これら諸般の状況をご賢慮の上で殿下があえて計画を敢行するか,あるいは少なくともそのために必要となる準備を行なうことを適当とお考えになるならば(我々はそう願っておりますが),一刻の猶予もなりません.それに関する殿下のご決意を,そしていつならすべての準備が整うとあてにしてよいか,そしてまた,この地の政府を警戒させ,その結果軍備を増強したり殿下に合力すると疑われる者を捕らえたりさせることなく準備を進めることができるとお考えかどうか,お知らせいただきたく存じます.弾薬や大砲,臼砲,予備の銃器などといったものについては何も言う必要はありません.殿下が何事かを実行に移すことが適当とお考えになる以上,こうしたものは十分に用意し,若干の優れた技師もご同道になることでしょう.それに我々はH氏〔ハーバート〕にこうしたいっさいのことがらについて殿下と相談するよう依頼しておきました.書き連ねるにはあまりに煩瑣な,そして殿下からの次なる連絡をいただくまでははっきりした決断のしようのない多くの細々したことについても同氏に我々の考えを伝えてあります.
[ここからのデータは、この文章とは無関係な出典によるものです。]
PR #162, opened 2022-07-08
Respect FocusIn/Out `mode` in a hacky way

locriacyber:
Attempt to recreate different focus "mode" with Xlib API. Works good enough.

@DemiMarie

### DIFF
--- a/gui-agent/vmside.c
+++ b/gui-agent/vmside.c
@@ -1787,56 +1787,72 @@ static void take_focus(Ghandles * g, XID winid)
 
 }
 
+static void handle_focus_helper(Ghandles * g, XID winid, struct msg_focus msg)
+{
+    struct genlist *l;
+    bool use_take_focus = false;
+    bool input_hint = false;
+    if ( (l=list_lookup(windows_list, winid)) && (l->data) )
+        input_hint = ((struct window_data*)l->data)->input_hint;
+    else {
+        fprintf(stderr, "WARNING handle_focus: Window 0x%x data not initialized", (int)winid);
+        input_hint = true;
+    }
+    
+    if (msg.type == FocusIn) {
+        if (msg.mode == NotifyNormal) {
+            XRaiseWindow(g->display, winid);
+            
+
+            if ( (l=list_lookup(windows_list, winid)) && (l->data) ) {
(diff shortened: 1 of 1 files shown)


locriacyber:
No. I haven't used this separated patch though.

This still gets confused when VM transfer focus among its windows.

locriacyber:
This is still buggy. When window is killed with keyboard shortcut, Mouse focus is grabbed, but never returned.

DemiMarie:
Does e0265cd988e14ae98a7bb8eb18ca74b86f9100cf fix it?

locriacyber:
Not entirely. I don't know much about how server-client tracks mapped windows. I only know about the X part.

The current issue is only that in AppVM 1, sometimes the focused window is destroyed without notice, then the focus is transfered to another window in AppVM 2 (because it was previously focused in dom0), but AppVM 2 don't think it has focus.

I don't know how to fix this other than being the X server itself. We should probably retire the current gui-proxy-thingy for a proper solution (custom X server).

DemiMarie:
> I don't know how to fix this other than being the X server itself, and use custom WM/X server that is meant to be nested (don't know if we need XFCE4 inside AppVM). We should probably retire the current gui-proxy-thingy for a proper solution (custom X server). That would get other benefits like supporting multiple input devices of the same kind.

@locriacyber: What about having a dummy window that is given focus whenever a window loses focus?
@marmarek: Am I correct that a custom X server is out of the question?

locriacyber:
> What about having a dummy window that is given focus whenever a window loses focus?
Users probably expect to have focus returned to last window they used (when a window is closed).

DemiMarie:
> > What about having a dummy window that is given focus whenever a window loses focus?
> 
> Users probably expect to have focus returned to last window they used (when a window is closed).

My thought was that this window would get a `FocusIn` event from the GUI daemon if it belonged to the same qube.  Otherwise, it is better for no window to have focus.

marmarek:
> @locriacyber: What about having a dummy window that is given focus whenever a window loses focus?

I think gui-agent already does something like this. Look for `g->stub_win` usage.

locriacyber:
Superseded by #169

PR #164, opened 2022-07-16
Use larger vchan buffers

DemiMarie:
This ensures that pacat-simple-vchan will not need to block, and
therefore prevents overruns if it discards data rather than blocking.


marmarek (approved):

DemiMarie:
CentOS CI failure is an unrelated networking problem on the CI runners.

PR #166, opened 2022-07-30
Harden get-latest-pulsecore.sh

DemiMarie:
This uses stricter input validation and key handling.  It also uses
Sequoia instead of GnuPG for key fetching.


get-latest-pulsecore.sh
```diff
@@ -22,29 +22,45 @@ fi
...
+        echo "$key:6:" | gpg --import-ownertrust
+        for i in keyserver.ubuntu.com keys.openpgp.org pgp.mit.edu keyserver.pgp.com; do
+            sq keyserver --server "$i" get --binary -- "0x$key" && break
+        done
+    done | gpg --homedir=../gnupg-tmp --import --no-armor
+    gpg --homedir=../gnupg-tmp --export -- "${trusted_signers[@]}" | gpg --import --no-armor
+
+    for key in "${trusted_signers[@]}"; do
+        echo "$key:6:"
+    done | gpg --import-ownertrust
```
marmarek, line 57: Why two keyrings and all this dance?
But also, I don't like using _both_ sequoia and gnupg. If sequoia can handle all the tasks (including git tag verification), then switch completely, otherwise stick with gnupg (and perhaps commit pubkeys into the repo to avoid keyservers interaction).

marmarek (changes requested):

get-latest-pulsecore.sh
marmarek: Besides the thing above (which is still relevant), why _two_ temporary gpg's homedirs? Does `sq keyserver get` potentially fetches a different key than it was asked for?

DemiMarie: I think I can use the chameleon version of Sequoia.

PR #169, opened 2022-08-11
XInput support for client

locriacyber:


locriacyber:
This crash for some reason
Logs:
[Xorg.0.log](https://github.com/QubesOS/qubes-gui-daemon/files/9309649/Xorg.0.log)
[.xsession-errors.txt](https://github.com/QubesOS/qubes-gui-daemon/files/9309624/default.xsession-errors.txt)

locriacyber:
@DemiMarie do you know what problem this is? It doesn't make much sense.

It has to do with `qubes-vm-gui` on arch linux, because it only happens after I installed it with this patch.

However, the code in the commit was copied from previous attempt, and the previous code worked fine.

DemiMarie:
@locriacyber I suggest `git bisect`.

PR #171, opened 2022-08-22
Give windows focus before sending events

DemiMarie:
Events from the GUI daemon are directed at specific windows.  Ensuring
that they are sent to the correct window is more importent than obeying
the ICCCM input hint.  Giving pointer focus to a window is accomplished
by raising it.


marmarek:
The "ignore input hint" part sounds suspicious. Support for it was added for a reason. See [this thread from 9 years ago](https://groups.google.com/g/qubes-devel/c/vGhdCsgQEbc/m/bTZZBlN7GAsJ) and verify if it works in that case too. Furthermore, some toolkits (GTK?) handle input events through a dedicated off-screen window instead of a window you see, I guess calling `XSetInputFocus` and ignoring their preferences will break them too. Worth testing with Firefox too (which I think uses this technique too).

DemiMarie:
What about merging QubesOS/qubes-gui-daemon#104?  That has been reported to help.

PR #174, opened 2022-10-21
Remove more checks for dispvm restore

DemiMarie:
Also switch from select(2) to poll(2).


marmarek:
Please split those two changes into separate commits. And fix build failure.

DemiMarie:
PipelineRetry

.gitignore
```diff
@@ -3,3 +3,11 @@ tags
...
 pkgs
 debian/changelog.*
+*.dep
+/gui-agent/qubes-gui
+/gui-common/qubes-gui-runuser
+*.orig
+*.rej
+*.gz
+*.zstd
+*.tgz
```
marmarek, line 13: Those aren't built products (or other files that are expected to be present and should be ignored), so don't add them.

Makefile
```diff
@@ -26,23 +26,42 @@ SYSLIBDIR ?= /lib
...
 
 appvm: gui-agent/qubes-gui gui-common/qubes-gui-runuser \
 	xf86-input-mfndev/src/.libs/qubes_drv.so \
 	xf86-video-dummy/src/.libs/dummyqbs_drv.so pulse/module-vchan-sink.so \
 	xf86-qubes-common/libxf86-qubes-common.so
 
-gui-agent/qubes-gui:
-	$(MAKE) -C gui-agent
+OBJS = vmside.o \
+	../gui-common/txrx-vchan.o ../gui-common/error.o ../common/list.o ../gui-common/encoding.o
```
marmarek, line 45: I don't like moving compilation of everything in `gui-agent/` into top level makefile. For example the above paths look misleading now, but also you pollute env for building other parts (xorg driver, pulseaudio etc) with agent-specific settings. You workaround some of it by using non-standard variable names, but that isn't a good idea.
But, since `gui-common/*` and `common/*`  is in fact used only in `gui-agent/` (not really shared with anything else), maybe simply move them all into `gui-agent/` dir?

gui-agent/vmside.c
```diff
@@ -2368,7 +2363,6 @@ int main(int argc, char **argv)
         } while (busy);
 
     }
-    return 0;
```
marmarek, line 2371: Please don't remove final return statement from non-void function, even if right now it's unreachable.

marmarek (changes requested):

Makefile
marmarek: This still applies.

gui-agent/txrx-vchan.c
```diff
@@ -84,47 +82,37 @@ int read_data(libvchan_t *vchan, char *buf, int size)
...
     if (ret < 0) {
-        perror("select");
+        if (errno == EINTR)
+            return -1;
+        perror("poll");
         exit(1);
     }
     if (!libvchan_is_open(vchan)) {
         fprintf(stderr, "libvchan_is_eof\n");
+        libvchan_close(vchan);
```
marmarek, line 97: You introduce double-free here.
Please don't combine subtle behavior changes with refactors (select->poll in this case).

gui-agent/txrx-vchan.c
```diff
@@ -84,47 +82,37 @@ int read_data(libvchan_t *vchan, char *buf, int size)
...
-    }
-    FD_SET(vfd, &rfds);
-    if (vfd > max)
-        max = vfd;
-    max++;
-    ret = select(max, &rfds, NULL, NULL, NULL);
-    if (ret < 0 && errno == EINTR)
-        return 0;
+    int ret;
+    write_data(vchan, NULL, 0);    // trigger write of queued data, if any present
```
marmarek, line 88: Another subtle behavior change with no even justification in commit message...

gui-agent/qubes-gui-runuser.c
```diff
@@ -320,5 +324,18 @@ int main(int argc, char **argv) {
     signal(SIGTERM, propagate_signal);
     signal(SIGHUP, propagate_signal);
 
-    return do_execute(argv[1], argv[2], argv+3);
+    char *user = argv[1];
+    unsigned int len = 0;
+    if (user[0] == 0) {
```
marmarek, line 329: This behavior needs to be documented somewhere. At the very least in the `usage()`.

marmarek (changes requested):

marmarek (approved):

PR #175, opened 2022-12-02
Add automatic clipboard wipe

mati7337:
Add functionality that automatically wipes the clipboard after a minute from the last vm paste.
https://github.com/QubesOS/qubes-issues/issues/3415

### DIFF
--- a/gui-agent/vmside.c
+++ b/gui-agent/vmside.c
@@ -52,6 +52,9 @@
 #include "encoding.h"
 #include <libvchan.h>
 
+/* Time in milliseconds after which the clipboard data should be wiped */
+#define CLIPBOARD_WIPE_TIME 60000
+
 /* Get the size of an array.  Error out on pointers. */
 #define QUBES_ARRAY_SIZE(x) (0 * sizeof(struct { \
     int tried_to_compute_number_of_array_elements_in_a_pointer: \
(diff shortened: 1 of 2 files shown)


marmarek:
The thing you implemented is wiping the clipboard 1min after it get pasted to the VM or to an application (whichever comes later).  I think it's okay, but it needs to be documented (please open PR to qubes-doc repo, maybe to this page https://www.qubes-os.org/doc/how-to-copy-and-paste-text/ ?).

And also this should be configurable, at least enabling/disabling the feature. Since gui-agent doesn't have configuration file on its own, you can probably use qvm-service framework, which results in flag file present (or not) in `/run/qubes-service/`.

mati7337:
Should the clipboard wipe be by default enabled or disabled?

marmarek:
> Should the clipboard wipe be by default enabled or disabled?

I'd say default disabled.

gui-agent/vmside.c
```diff
@@ -2240,6 +2256,12 @@ int main(int argc, char **argv)
 
     parse_args(&g, argc, argv);
 
+    /* Clipboard wipe functionality is controlled by the
+     * qubes-gui-agent-clipboard-wipe service
+     */
+    g.clipboard_wipe =
+        access("/run/qubes-service/qubes-gui-agent-clipboard-wipe", F_OK) == 0;
```
marmarek, line 2263: It would be nice to announce support for this using https://dev.qubes-os.org/projects/core-admin/en/latest/qubes-features.html#services. But then, there is a catch: qubesdb keys are limited to 63 characters, so `/features-request/supported-service.<service-name>` needs to fit there, and with the current name it does not. Maybe drop `qubes-` prefix?

BTW, announcing in this repo is to be added in `appvm-scripts/etc/qubes/post-install.d/20-qubes-guivm-gui-agent.sh`

marmarek (changes requested):

marmarek (approved):

PR #176, opened 2023-02-28
gui-agent: die when xorg fails to start

meithecatte:
See also QubesOS/qubes-issues#8060

### DIFF
--- a/gui-agent/vmside.c
+++ b/gui-agent/vmside.c
@@ -1983,7 +1983,15 @@ static pid_t do_execute_xorg(
 static void *xorg_waitpid_thread(void *p) {
     Ghandles *g = p;
     int status;
-    waitpid(g->x_pid, &status, 0);
+    while (waitpid(g->x_pid, &status, 0) < 0) {
+        if (errno != EINTR) {
+            /* Looking at waitpid(2), everything other than EINTR would
+             * indicate a logic error; log this and give up. */
+            perror("waitpid");
+            abort();
+        }
+    }
+
     if (atomic_load(&terminating)) {
         exit(0);
     } else {
@@ -2297,8 +2305,9 @@ int main(int argc, char **argv)
     vchan_register_at_eof(handle_guid_disconnect);
     send_protocol_version(g.vchan);
     g.x_pid = get_xconf_and_run_x(&g);
-    if (pthread_create(&waitpid_thread, NULL, xorg_waitpid_thread, &g) < 0) {
+    if ((errno = pthread_create(&waitpid_thread, NULL, xorg_waitpid_thread, &g)) != 0) {
         perror("pthread_create");
+        kill(g.x_pid, SIGTERM);
         exit(1);
     }
     mkghandles(&g);
--- a/gui-agent/vmside.c
+++ b/gui-agent/vmside.c
@@ -22,6 +22,7 @@
 
 #include <assert.h>
 #include <errno.h>
+#include <stdatomic.h>
 #include <stddef.h>
 #include <stdio.h>
 #include <stdlib.h>
@@ -29,6 +30,7 @@
 #include <stdlib.h>
 #include <signal.h>
 #include <fcntl.h>
+#include <pthread.h>
 #include <sys/socket.h>
 #include <sys/un.h>
 #include <sys/stat.h>
@@ -144,6 +146,7 @@ struct genlist *windows_list;
 struct genlist *embeder_list;
 typedef struct _global_handles Ghandles;
 Ghandles *ghandles_for_vchan_reinitialize;
+atomic_bool terminating;
 
 #define SKIP_NONMANAGED_WINDOW do {                                    \
     if (!list_lookup(windows_list, window)) {                          \
@@ -1976,13 +1979,32 @@ static pid_t do_execute_xorg(
     }
 }
 
-static void terminate_and_cleanup_xorg(Ghandles *g) {
+/* this cannot be a SIGCHLD signal handler because of signal safety */
+static void *xorg_waitpid_thread(void *p) {
+    Ghandles *g = p;
     int status;
+    waitpid(g->x_pid, &status, 0);
+    if (atomic_load(&terminating)) {
+        exit(0);
+    } else {
+        if (WIFEXITED(status)) {
+            fprintf(stderr, "Xorg exited unexpectedly (exit code %d)\n",
+                    WEXITSTATUS(status));
+        } else if (WIFSIGNALED(status)) {
+            fprintf(stderr, "Xorg terminated unexpectedly (signal %d)\n",
+                    WTERMSIG(status));
+        } else {
+            fprintf(stderr, "Xorg terminated unexpectedly\n");
+        }
 
+        exit(1);
+    }
+}
+
+static void terminate_and_cleanup_xorg(Ghandles *g) {
     if (g->x_pid != (pid_t)-1) {
+        atomic_store(&terminating, true);
         kill(g->x_pid, SIGTERM);
-        waitpid(g->x_pid, &status, 0);
-        g->x_pid = -1;
     }
 }
 
@@ -2185,7 +2207,7 @@ static void handle_sigterm()
 {
     Ghandles *g = ghandles_for_vchan_reinitialize;
     terminate_and_cleanup_xorg(g);
-    exit(0);
+    while (1) pause();
 }
 
 static void usage()
@@ -2253,6 +2275,7 @@ int main(int argc, char **argv)
     int xfd;
     Ghandles g;
     int wait_fds[2];
+    pthread_t waitpid_thread;
 
     parse_args(&g, argc, argv);
 
@@ -2274,6 +2297,10 @@ int main(int argc, char **argv)
     vchan_register_at_eof(handle_guid_disconnect);
     send_protocol_version(g.vchan);
     g.x_pid = get_xconf_and_run_x(&g);
+    if (pthread_create(&waitpid_thread, NULL, xorg_waitpid_thread, &g) < 0) {
+        perror("pthread_create");
+        exit(1);
+    }
     mkghandles(&g);
     ghandles_for_vchan_reinitialize = &g;
     /* Turn on Composite for all children of root window. This way X server
@@ -2315,7 +2342,6 @@ int main(int argc, char **argv)
         fprintf(stderr, "XFixes not available, cursor shape handling off");
 
     XAutoRepeatOff(g.display);
-    signal(SIGCHLD, SIG_IGN);
     signal(SIGTERM, handle_sigterm);
     windows_list = list_new();
     embeder_list = list_new();


gui-agent/vmside.c
```diff
@@ -2188,6 +2188,12 @@ static void handle_sigterm()
     exit(0);
 }
 
+static void handle_sigchld()
+{
+    fprintf(stderr, "Xorg died unexpectedly, exiting!\n");
+    exit(1);
+}
+
```
DemiMarie, line 2196: `fprintf` and `exit` are not async-signal-safe, so one cannot call them from a signal handler that could interrupt another async-signal-unsafe function.  If one uses `sigprocmask` or `pthread_sigmask` to block SIGCHLD except during `ppoll()`, then the problem goes away, as `ppoll()` is async-signal-safe.  For this to work, SIGCHLD must be blocked before the handler is registered.

gui-agent/vmside.c
```diff
@@ -2188,6 +2188,12 @@ static void handle_sigterm()
     exit(0);
 }
 
+static void handle_sigchld()
```
DemiMarie, line 2191:
```suggestion
static void handle_sigchld(void)
```

Otherwise recent clang will (rightly) complain.  That said, one should really use the `siginfo_t` argument to check that it was in fact Xorg that exited, as opposed to e.g. a signal sent from another process.  Also, Xorg’s exit code should be logged.

gui-agent/vmside.c
```diff
@@ -2255,6 +2261,7 @@ int main(int argc, char **argv)
     int wait_fds[2];
 
     parse_args(&g, argc, argv);
+    signal(SIGCHLD, handle_sigchld);
```
DemiMarie, line 2264: Using `signal` to set a signal handler is deprecated.  Use `sigaction`.

DemiMarie (changes requested):
There are several bugs related to signal handling that need to be fixed.

marmarek:
There is also another issue: https://openqa.qubes-os.org/tests/67828#step/guivm_startup/21
```
Feb 28 20:05:22 sys-gui qubes-gui[476]: Xorg died unexpectedly, exiting!
```

I'm not yet sure if that just reported a crash elsewhere, or if that script is supposed to exit in case of sys-gui. I'll try to extract more logs from there.

marmarek:
This also makes stopping `qubes-gui-agent` always unclean (as it hits this signal handler when waiting for Xorg to terminate).

marmarek:
> I'm not yet sure if that just reported a crash elsewhere, or if that script is supposed to exit in case of sys-gui. I'll try to extract more logs from there.

Ok, this was stupid: https://github.com/QubesOS/qubes-gui-agent-linux/pull/177

gui-agent/vmside.c
meithecatte: I can't see the `ppoll` call you're talking about.  I do see one to `select`, though. Considering it's in `gui-common/txrx-vchan.c`, though, I'd gather that doing that there would be quite painful. Perhaps it'd be better to set a flag that the main loop would then check? Not sure whether we'd get stuck in `wait_for_vchan_or_argfd`, though. If we'll exit that function with a dead Xorg, I could check the flag in the main loop quite comfortably, but otherwise this seems like a painful thing.

gui-agent/vmside.c
meithecatte: Should we do anything about the use of `signal` for `SIGTERM`?

gui-agent/vmside.c
DemiMarie: You can use `pselect()` or the self-pipe trick.

gui-agent/vmside.c
DemiMarie: That should be fixed too.

DemiMarie (changes requested):

meithecatte:
Hmm, the approach of the signal handler just setting some kind of flag won't work, as in the motivating case, the signal gets delivered while the gui agent is stuck in `mkghandles`. And to be honest, I don't know how much I'd trust it to not get stuck in Xlib when Xorg dies, between the calls to `select` at which we could handle this.

I considered rewriting the signal handler for `SIGCHLD` to use signal-safe functions, but `snprintf` is not one of them, and using `_exit` isn't very nice either.

Another option would be to have the `SIGCHLD` handler attempt notifying us via a self-pipe, but also set an alarm in case that fails? And in that case, I guess we don't have to feel as bad about using `_exit`...

And then there's the option of starting up another thread, just in case Xorg dies on us, and handling this there?

I don't think there is an elegant solution here. Unix was a mistake.

DemiMarie:
> Hmm, the approach of the signal handler just setting some kind of flag won't work, as in the motivating case, the signal gets delivered while the gui agent is stuck in `mkghandles`. And to be honest, I don't know how much I'd trust it to not get stuck in Xlib when Xorg dies, between the calls to `select` at which we could handle this.

Xorg exiting should cause I/O to fail, so if Xlib hangs that is an Xlib bug.  Might be better to port the whole thing to XCB, which should at least be somewhat predictable.

> I considered rewriting the signal handler for `SIGCHLD` to use signal-safe functions, but `snprintf` is not one of them, and using `_exit` isn't very nice either.

It gets worse: due to race conditions, it isn’t safe to exit until all `MSG_WINDOW_DUMP` messages have been acknowledged.  So the event loop needs to keep running a bit longer.

> Another option would be to have the `SIGCHLD` handler attempt notifying us via a self-pipe, but also set an alarm in case that fails? And in that case, I guess we don't have to feel as bad about using `_exit`...

Self-pipe is safe, alarm isn’t.

> And then there's the option of starting up another thread, just in case Xorg dies on us, and handling this there?

Does the agent call `fork()` and then do anything that isn’t async-signal-safe before `execve()`?  If so, that will need to be dealt with first.

> I don't think there is an elegant solution here. Unix was a mistake.

Yes, it was.

meithecatte:
> Self-pipe is safe, alarm isn’t.

`alarm(2)` is listed in [`signal-safety(7)`](https://man7.org/linux/man-pages/man7/signal-safety.7.html), though?

> Does the agent call fork() and then do anything that isn’t async-signal-safe before execve()? If so, that will need to be dealt with first.

Could you expand on this? I don't really understand why.

> It gets worse: due to race conditions, it isn’t safe to exit until all `MSG_WINDOW_DUMP` messages have been acknowledged. So the event loop needs to keep running a bit longer.

What happens when we exit too early? I don't think we can rely on this either way, as this is happening across a security boundary.

> > I don't think there is an elegant solution here. Unix was a mistake.
>
> Yes, it was.

I'm glad we agree.

DemiMarie:
> > Self-pipe is safe, alarm isn’t.
> 
> `alarm(2)` is listed in [`signal-safety(7)`](https://man7.org/linux/man-pages/man7/signal-safety.7.html), though?

See below.  The tl;dr is that we _really_ do not want to exit uncleanly.

> > Does the agent call fork() and then do anything that isn’t async-signal-safe before execve()? If so, that will need to be dealt with first.
> 
> Could you expand on this? I don't really understand why.

`fork()` interacts badly with locks.  Any locks that were held in the parent process will remain held in the child process, but the threads that would unlock them do not exist in the child.  Since e.g. `malloc()` uses locks internally, this could lead to a deadlock in the child process.  Therefore, POSIX states that if the parent process is multi-threaded, the child process after `fork()` is only allowed to use async-signal-safe interfaces until `execve()`.  Under glibc, one can generally get away with `malloc()`, but it’s best not to rely on that.

> > It gets worse: due to race conditions, it isn’t safe to exit until all `MSG_WINDOW_DUMP` messages have been acknowledged. So the event loop needs to keep running a bit longer.
> 
> What happens when we exit too early? I don't think we can rely on this either way, as this is happening across a security boundary.

See [this GUI daemon commit](https://github.com/QubesOS/qubes-gui-daemon/pull/128/commits/a67185f91392852040fa248d531493c993932bd4), which will (hopefully) be merged eventually.  In short, while there is no security problem, it could cause a guest-wide hang or loss of network connectivity.  Ideally, the agent would go even further, and wait for all windows to be unmapped on the agent side. 

> > > I don't think there is an elegant solution here. Unix was a mistake.
> > 
> > Yes, it was.
> 
> I'm glad we agree.

Unix got some things right, but a lot of things wrong.

marmarek:
> Therefore, POSIX states that if the parent process is multi-threaded, the child process after `fork()` is only allowed to use async-signal-safe interfaces until `execve()`.

Citation needed.

Anyway, that's one of the thing such application must take care of. More complex application (which this isn't really) have APIs to register callbacks around fork (before, after in parent, after in child etc). Anyway, I don't think any of this applies here, because we aren't talking about interacting with things after fork() (but - if we would, xenstore may need some special care, as it may use threads).

> See [this GUI daemon commit](https://github.com/QubesOS/qubes-gui-daemon/pull/128/commits/a67185f91392852040fa248d531493c993932bd4), which will (hopefully) be merged eventually. In short, while there is no security problem, it could cause a guest-wide hang or loss of network connectivity. Ideally, the agent would go even further, and wait for all windows to be unmapped on the agent side.

But you do realize we are talking about handling premature Xorg exit here, right? At this point all grants are unmapped already. So, there is no point in complicating things in this case.

meithecatte:
> But you do realize we are talking about handling premature Xorg exit here, right? At this point all grants are unmapped already. So, there is no point in complicating things in this case.

Say Xorg just randomly segfaults. It's a pile of C code so it's not that farfetched. What part of the system unmaps the grants in this case?

DemiMarie:
> > See [this GUI daemon commit](https://github.com/QubesOS/qubes-gui-daemon/pull/128/commits/a67185f91392852040fa248d531493c993932bd4), which will (hopefully) be merged eventually. In short, while there is no security problem, it could cause a guest-wide hang or loss of network connectivity. Ideally, the agent would go even further, and wait for all windows to be unmapped on the agent side.
> 
> But you do realize we are talking about handling premature Xorg exit here, right? At this point all grants are unmapped already. So, there is no point in complicating things in this case.

Whoops!  I forgot that the grants are mapped by Xorg, not the agent process.

marmarek:
> What part of the system unmaps the grants in this case?

Kernel, on FD release.

meithecatte:
I pushed a much larger diff, that should handle all this properly.

gui-agent/vmside.c
```diff
@@ -1976,13 +1979,32 @@ static pid_t do_execute_xorg(
     }
 }
 
-static void terminate_and_cleanup_xorg(Ghandles *g) {
+/* this cannot be a SIGCHLD signal handler because of signal safety */
+static void *xorg_waitpid_thread(void *p) {
+    Ghandles *g = p;
     int status;
+    waitpid(g->x_pid, &status, 0);
```
DemiMarie, line 1986: What if this fails?

gui-agent/vmside.c
```diff
@@ -1976,13 +1979,32 @@ static pid_t do_execute_xorg(
...
+    if (atomic_load(&terminating)) {
+        exit(0);
```
DemiMarie, line 1988: Should the exit status really be zero here?

DemiMarie (commented):
The check for the return code of

gui-agent/vmside.c
meithecatte: This happens if we get SIGTERM. Not sure if exit(0) is what we should do in this case, but it is what the previous code did. What would you suggest?

DemiMarie: Not sure tbh.

meithecatte: Maybe we would want to reset the SIGTERM sigaction and send SIGTERM to ourselves, so that the parent gets told we were killed by SIGTERM? Seems like unnecessary complexity though, if I'm being honest.

gui-agent/vmside.c
meithecatte: Added some error handling here. Not sure if it's the *best* strategy, but at least we're not failing silently.

gui-agent/vmside.c
```diff
@@ -2274,6 +2297,10 @@ int main(int argc, char **argv)
     vchan_register_at_eof(handle_guid_disconnect);
     send_protocol_version(g.vchan);
     g.x_pid = get_xconf_and_run_x(&g);
+    if (pthread_create(&waitpid_thread, NULL, xorg_waitpid_thread, &g) < 0) {
+        perror("pthread_create");
+        exit(1);
+    }
```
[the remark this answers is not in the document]
meithecatte: Good point.

marmarek:
Uhm, I blinked and suddenly gui-agent got another thread. I must admit I don't really like it... I'd much more prefer the approach with a flag and checking it where necessary. In case of waiting for Xorg startup, I guess that would be mostly `wait_for_unix_socket()` (currently it will exit(1) if accept fails, including EINTR case).

marmarek:
Done with much simpler approach in https://github.com/QubesOS/qubes-gui-agent-linux/pull/219

PR #181, opened 2023-04-24
Support alternate user names

DemiMarie:
The default user might not be named `user`.

### DIFF
--- a/appvm-scripts/etc/securitylimits.d/90-qubes-gui.conf
+++ b/appvm-scripts/etc/securitylimits.d/90-qubes-gui.conf
@@ -1,4 +1,5 @@
-# Qubes GUI agent needs to mlock() all the composition buffers, so they are
-# constant physical address
+# Old Qubes GUI agent needs to mlock() all the composition buffers, so they are
+# constant physical addresses.  Current GUI agent needs to allocate large
+# amounts of pinned memory for grant sharing.
 user   soft memlock 131072
 user   hard memlock 131072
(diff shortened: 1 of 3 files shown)


marmarek (approved):

marmarek:
PipelineRetry

appvm-scripts/etc/securitylimits.d/90-qubes-gui.conf
```diff
@@ -1,4 +1,8 @@
...
-user   soft memlock 131072
-user   hard memlock 131072
+# Old Qubes GUI agent needs to mlock() all the composition buffers, so they are
+# constant physical addresses.  Current GUI agent needs to allocate large
+# amounts of pinned memory for grant sharing.
+@qubes   - memlock 131072
+
+# Qubes group is trusted and this makes audio handling easier
+@qubes   - nice -20
+@qubes   - rtprio unlimited
```
marmarek, line 8: Is it actually used by anything? Not sure about pipewire, but pulseaudio asks rtkit-daemon to change its priority, so this setting is not needed for it.

marmarek (changes requested):

appvm-scripts/etc/securitylimits.d/90-qubes-gui.conf
DemiMarie: I was having some sort of problem with rtkit, but this should be a separate PR.

marmarek: So, can you move this into separate PR, or drop completely until further diagnosed?

marmarek: ping?

marmarek (approved):

PR #183, opened 2023-04-26
Add pulse 15.99.1 for jammy build

unman:
Also needed in release4.1
Closes QubesOS/qubes-issues#7537


marmarek:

25.〔シュローズベリー〕 24.〔デヴォンシア〕 27.〔ダンビー〕 29.〔ラムリー〕 31.〔コンプトン〕 35.〔ラッセル〕 33〔シドニー〕


翻訳にあたってのテキストは次の箇所にあるものを用いた.
http://www.jacobite.ca/documents/16880630.htm
些末なことだが最後の署名は私の見たオリジナル文書の写真では横一列になっているのでそのようにした.〔 〕はもちろん訳注.